Task description:
Go over the material below and report every line that contains the word "context".

☆ ☆ ☆ ☆

PR #661, opened 2026-02-13
Feature/eliminate duplicate obs in set construction to implement #659

### LINKED ISSUE #659: [F&E]: SingleObservationSet check for duplicate observations
### Description:

Some  ODF files (in the context of the cassini mission) result in duplicate observations (same epoch, same value) within the same SingleObservationSet. There could be a check (with user control) to eliminate these duplicates.

Define a member function that identifies duplicates and using the existing eraseDuplicates by index member functions of SingleObservationSet removes them. This function should be called in the constructor, toggled by a boolean in the constructor signature. The boolean should default to false (no elimination of duplicates) to avoid inconsistencies between transfer of set data from old to new sets like in e.g. observation set splits. 

Instead, I propose to use a boolean on the createOdfObservedObservationCollectionFromFile signature that connects to the first call of the SingleObservationSet constructor, which eliminates duplicates (if user wishes) right at the first creation of the ObservationCollection.

I am working on this already.

### Additional context:

_No response_

jo11he:
Addresses feature proposed in https://github.com/tudat-team/tudatpy/issues/659

### DIFF
--- a/include/tudat/simulation/estimation_setup/processOdfFile.h
+++ b/include/tudat/simulation/estimation_setup/processOdfFile.h
@@ -1341,8 +1341,8 @@ std::shared_ptr< observation_models::ObservationCollection< ObservationScalarTyp
                                 std::vector< Eigen::VectorXd >( ),
                                 nullptr,
                                 std::make_shared< observation_models::ObservationAncillarySimulationSettings >(
-                                        ancillarySettings.at( i ) ) ),
-                                !allowDuplicateObservationsWithinSingleObservationSet);
+                                        ancillarySettings.at( i ) ),
+                                !allowDuplicateObservationsWithinSingleObservationSet) );
 
             }
         }
@@ -1583,7 +1583,10 @@ createOdfObservedObservationCollectionFromFile( simulation_setup::SystemOfBodies
     observation_models::setOdfInformationInBodies( processedOdfFileContents, bodies );
 
     // Create observed observation collection
-    return observation_models::createOdfObservedObservationCollection< ObservationScalarType, TimeType >( processedOdfFileContents );
+    return observation_models::createOdfObservedObservationCollection< ObservationScalarType, TimeType >(
+        processedOdfFileContents, std::vector< observation_models::ObservableType >(),
+        std::make_pair< TimeType, TimeType >( TUDAT_NAN, TUDAT_NAN ),
+        allowDuplicateObservationsWithinSingleObservationSet);
 }
 
 }  // namespace observation_models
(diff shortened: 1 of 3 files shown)


jo11he:
I tested this on my ODF files, it seems to be working well. I did not include this into any unit tests.

include/tudat/simulation/estimation_setup/processOdfFile.h
```diff
@@ -1251,7 +1251,8 @@ template< typename ObservationScalarType = double, typename TimeType = Time >
 std::shared_ptr< observation_models::ObservationCollection< ObservationScalarType, TimeType > > createOdfObservedObservationCollection(
         std::shared_ptr< ProcessedOdfFileContents< TimeType > > processedOdfFileContents,
         std::vector< observation_models::ObservableType > observableTypesToProcess = std::vector< observation_models::ObservableType >( ),
-        std::pair< TimeType, TimeType > startAndEndTimesToProcess = std::make_pair< TimeType, TimeType >( TUDAT_NAN, TUDAT_NAN ) )
+        std::pair< TimeType, TimeType > startAndEndTimesToProcess = std::make_pair< TimeType, TimeType >( TUDAT_NAN, TUDAT_NAN ),
+        const bool allowDuplicateObservationsWithinSingleObservationSet = false)
```
DominicDirkx: Could you set the default to true? Otherwise we make the code non-backwards compatible

include/tudat/simulation/estimation_setup/singleObservationSet.h
```diff
@@ -696,6 +705,38 @@ class SingleObservationSet
...
+        std::vector<unsigned int> indicesToRemove;
+
+        // Single pass through sorted observations
+        for(unsigned int i = 1; i < numberOfObservations_; i++)
+        {
+            // Check if current observation time equals previous observation time
+            if(observationTimes_[i] == observationTimes_[i-1])
+            {
+                // Check if observation values are also identical
+                if(observations_[i].isApprox(observations_[i-1]))
```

☆ ☆ ☆ ☆

Response below:
Some  ODF files (in the context of the cassini mission) result in duplicate observations (same epoch, same value) within the same SingleObservationSet. There could be a check (with user control) to eliminate these duplicates.
### Additional context:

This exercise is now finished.